TASK PROMPT: Search the material for the word "think" and copy every line in which it occurs.

DATA FOR THE TASK:
Issue #1825, opened 2020-12-21
add File Information Collector runner


gnakagaw:
Add a runner to collect file information as below:
* physical line of code
* last commit datetime

Note that we have to override `Processor#use_git_metadata_dir?` because we need git metadata to get last commit datetime.

PR #1931, opened 2021-01-13
Add a new smoke test type for git metadata analysis

gnakagaw:
We're implementing a runner to analyze git metadata (.git/ directory). #1825 
This PR modifies smoke test module to preserve git metadata directory in smoke test cases.

In a preparation phase, the smoke test module creates a new git repo, copies target files and makes a commit for them. It fails the process if the test case directory contains `.git/` directory.

I added `setup_existing_git_repository` method to prevent the problem. This is called instead of `prepare_git_repository` method when the runner analyse git metadata. Git metadata analysis is a special test case for the runners. Thus, I added a new test types and adding test case methods: `add_test_with_git_metadata` and `add_offline_test_with_git_metadata`.

checklist before merging

### DIFF
--- a/CHANGELOG.md
+++ b/CHANGELOG.md
@@ -7,7 +7,7 @@ All notable changes to this project will be documented in this file.
 [Full diff](https://github.com/sider/runners/compare/0.40.5...HEAD)
 
 - **ESLint** Add `eslint-plugin-cypress` to pre-installed packages [#1936](https://github.com/sider/runners/pull/1936)
-- Add a new smoke test type using git metadata [#1931](https://github.com/sider/runners/pull/1931)
+
 ## 0.40.5
 
 [Full diff](https://github.com/sider/runners/compare/0.40.4...0.40.5)
--- a/CHANGELOG.md
+++ b/CHANGELOG.md
@@ -7,7 +7,7 @@ All notable changes to this project will be documented in this file.
 [Full diff](https://github.com/sider/runners/compare/0.40.5...HEAD)
 
 - **ESLint** Add `eslint-plugin-cypress` to pre-installed packages [#1936](https://github.com/sider/runners/pull/1936)
-
+- Add a new smoke test type using git metadata [#1931](https://github.com/sider/runners/pull/1931)
 ## 0.40.5
 
 [Full diff](https://github.com/sider/runners/compare/0.40.4...0.40.5)
--- a/test/smokes/smoke.rb
+++ b/test/smokes/smoke.rb
@@ -19,12 +19,13 @@ module Runners
       include Minitest::Assertions
 
       class TestParams
-        attr_reader :name, :pattern, :offline
+        attr_reader :name, :pattern, :offline, :use_git_metadata
 
-        def initialize(name:, pattern:, offline:)
+        def initialize(name:, pattern:, offline:, use_git_metadata:)
           @name = name
           @pattern = pattern
           @offline = offline
+          @use_git_metadata = use_git_metadata
         end
 
         def ==(other)
@@ -109,11 +110,19 @@ module Runners
 
       def run_test(params, out)
         command_output, _ = Dir.mktmpdir do |dir|
-          repo_dir, base, head = prepare_git_repository(
-            workdir: Pathname(dir).realpath,
-            smoke_target: expectations.parent.join(params.name).realpath,
-            out: out,
-          )
+          if params.use_git_metadata
+            repo_dir, base, head = setup_existing_git_repository(
+                workdir: Pathname(dir).realpath,
+                smoke_target: expectations.parent.join(params.name).realpath,
+                out: out,
+                )
+          else
+            repo_dir, base, head = prepare_git_repository(
+                workdir: Pathname(dir).realpath,
+                smoke_target: expectations.parent.join(params.name).realpath,
+                out: out,
+                )
+          end
           cmd = command_line(params: params, repo_dir: repo_dir, base: base, head: head)
           sh!(*cmd, out: out, exception: false)
         end
@@ -204,6 +213,17 @@ module Runners
         end
       end
 
+      def setup_existing_git_repository(workdir:, smoke_target:, out:)
+        smoke_dir = workdir.join("smoke").to_path
+        FileUtils.copy_entry "#{smoke_target}", smoke_dir
+
+        Dir.chdir(smoke_dir) do
+          head_commit, _ = sh! "git", "rev-parse", "HEAD", out: out
+          # TODO: Ignored Steep error
+          _ = [smoke_dir, nil, head_commit.chomp]
+        end
+      end
+
       def debug?
         ENV["DEBUG"] == "true"
       end
@@ -270,11 +290,19 @@ module Runners
       end
 
       def self.add_test(name, **pattern)
-        add_test_helper TestParams.new(name: name, pattern: build_pattern(**pattern), offline: false)
+        add_test_helper TestParams.new(name: name, pattern: build_pattern(**pattern), offline: false, use_git_metadata: false)
       end
 
       def self.add_offline_test(name, **pattern)
-        add_test_helper TestParams.new(name: name, pattern: build_pattern(**pattern), offline: true)
+        add_test_helper TestParams.new(name: name, pattern: build_pattern(**pattern), offline: true, use_git_metadata: false)
+      end
+
+      def self.add_test_with_git_metadata(name, **pattern)
+        add_test_helper TestParams.new(name: name, pattern: build_pattern(**pattern), offline: false, use_git_metadata: true)
+      end
+
+      def self.add_offline_test_with_git_metadata(name, **pattern)
+        add_test_helper TestParams.new(name: name, pattern: build_pattern(**pattern), offline: true, use_git_metadata: true)
       end
 
       def self.add_test_helper(test)
--- a/test/smokes/smoke.rb
+++ b/test/smokes/smoke.rb
@@ -111,13 +111,13 @@ module Runners
       def run_test(params, out)
         command_output, _ = Dir.mktmpdir do |dir|
           if params.use_git_metadata
-            repo_dir, base, head = setup_existing_git_repository(
+            repo_dir, base, head = prepare_existing_git_repository(
                 workdir: Pathname(dir).realpath,
                 smoke_target: expectations.parent.join(params.name).realpath,
                 out: out,
                 )
           else
-            repo_dir, base, head = prepare_git_repository(
+            repo_dir, base, head = prepare_new_git_repository(
                 workdir: Pathname(dir).realpath,
                 smoke_target: expectations.parent.join(params.name).realpath,
                 out: out,
@@ -187,7 +187,7 @@ module Runners
         commands
       end
 
-      def prepare_git_repository(workdir:, smoke_target:, out:)
+      def prepare_new_git_repository(workdir:, smoke_target:, out:)
         # Create a bare repository
         bare_dir = workdir.join("bare").to_path
         sh! "git", "init", "--bare", bare_dir, out: out
@@ -213,7 +213,7 @@ module Runners
         end
       end
 
-      def setup_existing_git_repository(workdir:, smoke_target:, out:)
+      def prepare_existing_git_repository(workdir:, smoke_target:, out:)
         smoke_dir = workdir.join("smoke").to_path
         FileUtils.copy_entry smoke_target, smoke_dir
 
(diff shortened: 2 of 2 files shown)


yykamei:
I understood your situation. You want to add `.git` in a smoke test target like `test/smokes/analyzer/with_git/.git`, don't you? If so, is it really necessary to include`.git` in a smoke target? Can't we use the Git metadata created by `prepare_git_repository'?

test/smokes/smoke.rb
```diff
@@ -205,6 +214,17 @@ def prepare_git_repository(workdir:, smoke_target:, out:)
...
       end
 
+      def setup_existing_git_repository(workdir:, smoke_target:, out:)
+        smoke_dir = workdir.join("smoke").to_path
+        FileUtils.copy_entry "#{smoke_target}", smoke_dir
+
+        Dir.chdir(smoke_dir) do
+          head_commit, _ = sh! "git", "rev-parse", "HEAD", out: out
+          # TODO: Ignored Steep error
+          _ = [smoke_dir, nil, head_commit.chomp]
```
ybiquitous, line 224: [suggestion] Please remove the TODO comment that is no longer needed. See #1933.

```suggestion
          [smoke_dir, nil, head_commit.chomp]
```

test/smokes/smoke.rb
```diff
@@ -205,6 +214,17 @@ def prepare_git_repository(workdir:, smoke_target:, out:)
         end
       end
 
+      def setup_existing_git_repository(workdir:, smoke_target:, out:)
+        smoke_dir = workdir.join("smoke").to_path
+        FileUtils.copy_entry "#{smoke_target}", smoke_dir
```
ybiquitous, line 219: [nitpick]

```suggestion
        FileUtils.copy_entry smoke_target, smoke_dir
```

test/smokes/smoke.rb
```diff
@@ -205,6 +214,17 @@ def prepare_git_repository(workdir:, smoke_target:, out:)
         end
       end
 
+      def setup_existing_git_repository(workdir:, smoke_target:, out:)
```
ybiquitous, line 217: [suggestion] How about renaming the methods for readability?

- `prepare_git_repository` -> `prepare_new_git_repository`
- `setup_existing_git_repository` -> `prepare_existing_git_repository`

test/smokes/smoke.rb
```diff
@@ -109,11 +110,19 @@ def run
...
+                smoke_target: expectations.parent.join(params.name).realpath,
+                out: out,
+                )
+          else
+            repo_dir, base, head = prepare_git_repository(
+                workdir: Pathname(dir).realpath,
+                smoke_target: expectations.parent.join(params.name).realpath,
+                out: out,
+                )
+          end
```
ybiquitous, line 125: [suggestion] How about the following refactoring?

```suggestion
          repo_args = {
            workdir: Pathname(dir).realpath,
            smoke_target: expectations.parent.join(params.name).realpath,
            out: out,
          }
          repo_dir, base, head =
            if params.use_git_metadata
              setup_existing_git_repository(**repo_args)
            else
              prepare_git_repository(**repo_args)
            end
```

gnakagaw:
@yykamei 
> You want to add `.git` in a smoke test target like `test/smokes/analyzer/with_git/.git`, don't you?

Yes

> If so, is it really necessary to include`.git` in a smoke target? Can't we use the Git metadata created by `prepare_git_repository`?

We can't the auto generated git metadata because the commit datetime is dynamic. [The datetime is the moment the smoke test module executes `git commit` ](https://github.com/sider/runners/blob/master/test/smokes/smoke.rb#L198). 

`metrics_fileinfo` runner (#1825) use `git log` command to get the last commit datetime for each file. On the other hand, commit datetime in the smoke test cases are deterministic.(i.e., we write the exact datetime in the test case) Thus, if the datetime is dynamic,  the smoke tests always fail.

yykamei:
That's understandable.

By the way, isn't it sufficient to use `:_` like this? Do you want to exactly make your tests match the DateTime?

https://github.com/sider/runners/blob/64da70be0d8bee234f349ecc2aba47122880a734/test/smokes/shellcheck/expectations.rb#L17

gnakagaw:
@yykamei 
> By the way, isn't it sufficient to use `:_` like this? Do you want to exactly make your tests match the DateTime?

Commit datetime is one of  target information generated by `metric_fileinfo` runner (#1825). In my opinion, the smoke test should ensure that the runner generate the information correctly.

yykamei:
Isn't `Regexp` also suitable like this?

https://github.com/sider/runners/blob/01b113befc65dea4fad369da0126498075c74f99/test/smokes/cppcheck/expectations.rb#L30

gnakagaw:
@yykamei
You mean that it is enough to check string format, don't you? It is one of options. But we can't check some test case with that.

Here is an example. We assume that there is a git repository like this. I added a file and modified twice.
```bash
gnakagaw@sv2:~/tmp/git-tst$ ls
dummy.txt
gnakagaw@sv2:~/tmp/git-tst$ git log --name-status
commit 4946de022b83025fdca370a16032092f5ca8a0c1 (HEAD -> master)
Author: Gaku Nakagawa <gaku@sleeek.io>
Date:   Wed Jan 13 11:36:00 2021 +0900

    modify once more

M       dummy.txt

commit 141964f724cbab52b63c9888f2dd265beed039f0
Author: Gaku Nakagawa <gaku@sleeek.io>
Date:   Wed Jan 13 11:35:14 2021 +0900

    modify file

M       dummy.txt

commit d3c4acc020910f04b3b2e42966a3d5f765c71bd7
Author: Gaku Nakagawa <gaku@sleeek.io>
Date:   Fri Jan 1 10:00:00 2021 +0900

    add a file

A       dummy.txt
gnakagaw@sv2:~/tmp/git-tst$
```
The generated datetime by `metrics_fileinfo` must be ` Wed Jan 13 11:36:00 2021 +0900`. To ensure this, we need exact matching for datetime in a smoke test.

yykamei:
> But we can't check some test case with that.

I'm curious why we can't check them?

gnakagaw:
> I'm curious why we can't check them?
`metrics_runner` might return ` Fri Jan 1 10:00:00 2021 +0900`, the first commit datetime, if we have mistakes. We cannot catch the case only with string pattern matching, can we?

yykamei:
I understood why I'm less likely to agree with that. I can't exactly imagine the implementation of `metrics_runner` at present. At this point, I'm not convinced that `metrics_runner` really requires an exact match. However, I understood you really want to make the test match accurately. Thanks.

test/smokes/smoke.rb
```diff
@@ -205,6 +211,16 @@ def prepare_git_repository(workdir:, smoke_target:, out:)
         end
       end
 
+      def prepare_existing_git_repository(workdir:, smoke_target:, out:)
```
yykamei, line 214: I think it's not sufficient because the directory named `.git` cannot be committed in Git; it means `.git` cannot be included in https://github.com/sider/runners. Maybe, an additional argument is required to be specified the folder that contains Git metadata.

gnakagaw: > Maybe, an additional argument is required to be specified the folder that contains Git metadata.

We can do that with `.git` file (not a directory) with out any command line options for `git` command. 
```
$ pwd
[masked]/git_test
$ mkdir my_git_metadata
$ git init  --separate-git-dir=my_git_metadata
Initialized empty Git repository in [masked]/git_test/my_git_metadata/
$ touch foo
$ git add foo
$ git commit -m "add foo"
[master (root-commit) 12945cf] add foo
 1 file changed, 0 insertions(+), 0 deletions(-)
 create mode 100644 foo
$ ls -al
total 16
drwxr-xr-x  3 gnakagaw gnakagaw 4096 Jan 13 13:04 .
drwxrwxrwx 12 gnakagaw gnakagaw 4096 Jan 13 13:03 ..
-rw-r--r--  1 gnakagaw gnakagaw   52 Jan 13 13:04 .git
-rw-r--r--  1 gnakagaw gnakagaw    0 Jan 13 13:04 foo
drwxr-xr-x  8 gnakagaw gnakagaw 4096 Jan 13 13:04 my_git_metadata
$ cat .git
gitdir: /home/gnakagaw/tmp/git_test/my_git_metadata
$ git log --oneline
12945cf (HEAD -> master) add foo
$
```

So, we can store a smoke test set like this.
```
$ pwd
[masked]/runners/test/smokes/metrics_fileinfo
$ tree -L 3 -a
.
├── expectations.rb
└── success
    ├── .git
    ├── dot_git
    │   ├── COMMIT_EDITMSG
    │   ├── HEAD
    │   ├── branches
    │   ├── config
    │   ├── description
    │   ├── hooks
    │   ├── index
    │   ├── info
    │   ├── logs
    │   ├── objects
    │   └── refs
    └── hello.rb
```

gnakagaw:
> I understood why I'm less likely to agree with that. I can't exactly imagine the implementation of `metrics_runner` at present. At this point, I'm not convinced that `metrics_runner` really requires an exact match. However, I understood you really want to make the test match accurately. Thanks.

Thanks a lot for understanding. 🙏 

To tell the truth, I also think that it is rare that we really need exact datetime match. I'll use ` git log -1 [file name]` to get the last commit datetime for a file.  So it doesn't happen unless I made terrible mistakes. However, I think that we have to check the value exactly because it is the target value generated by `metrics_fileinfo` runner.

test/smokes/smoke.rb
yykamei: Is this config still available on GitHub Actions?

gnakagaw: It have failed on #1937. . . I found that we cannot add `.git`  even if it is file not directory. I'll make another plan..

yykamei: How about just renaming `.git` to something and renaming it to `.git` again during tests?
The workflow is like this:

1. A developer creates a smoke test with Git and puts `my_git_dir` to our VCS
2. `Runners::Testing::Smoke` prepares a working directory with the specified `my_git_dir` and rename it to `.git` in the directory
3. Start test

gnakagaw: Thanks for your suggestion. I've implement so that in 20608e62d925eef3df3cb4e3d383ac4965cc1654

gnakagaw: It seems to be ok on Github Action job. 
https://github.com/sider/runners/pull/1937/checks?check_run_id=1706336659

yykamei (approved):
OK

CHANGELOG.md
```diff
@@ -7,7 +7,7 @@ All notable changes to this project will be documented in this file.
 [Full diff](https://github.com/sider/runners/compare/0.40.5...HEAD)
 
 - **ESLint** Add `eslint-plugin-cypress` to pre-installed packages [#1936](https://github.com/sider/runners/pull/1936)
-
+- Add a new smoke test type using git metadata [#1931](https://github.com/sider/runners/pull/1931)
```
ybiquitous, line 10: [nitpick] An empty line seems needed before a heading.

```suggestion
- Add a new smoke test type using git metadata [#1931](https://github.com/sider/runners/pull/1931)

```

test/smokes/smoke.rb
```diff
@@ -109,11 +110,16 @@ def run
...
         command_output, _ = Dir.mktmpdir do |dir|
-          repo_dir, base, head = prepare_git_repository(
-            workdir: Pathname(dir).realpath,
-            smoke_target: expectations.parent.join(params.name).realpath,
-            out: out,
-          )
+          repo_args = {
+              workdir: Pathname(dir).realpath,
+              smoke_target: expectations.parent.join(params.name).realpath,
+              out: out,
```
ybiquitous, line 116: [nitpick] Fix indentation.

```suggestion
            workdir: Pathname(dir).realpath,
            smoke_target: expectations.parent.join(params.name).realpath,
            out: out,
```

CHANGELOG.md
ybiquitous: Oh, sorry. This PR is about only testing, so we don't need to add a changelog entry.

gnakagaw: OK. reverted in 13c4340ce7a85d5ca16f06fcba1ccaede66a42bb

test/smokes/smoke.rb
gnakagaw: fixed: 26cbef794e0cb9329b56970ab65195d47e44719d

ybiquitous (approved):
👍

gnakagaw:
Thanks for your kind reviewing. I'll merge it.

ANSWER BELOW:
yykamei, line 214: I think it's not sufficient because the directory named `.git` cannot be committed in Git; it means `.git` cannot be included in https://github.com/sider/runners. Maybe, an additional argument is required to be specified the folder that contains Git metadata.
To tell the truth, I also think that it is rare that we really need exact datetime match. I'll use ` git log -1 [file name]` to get the last commit datetime for a file.  So it doesn't happen unless I made terrible mistakes. However, I think that we have to check the value exactly because it is the target value generated by `metrics_fileinfo` runner.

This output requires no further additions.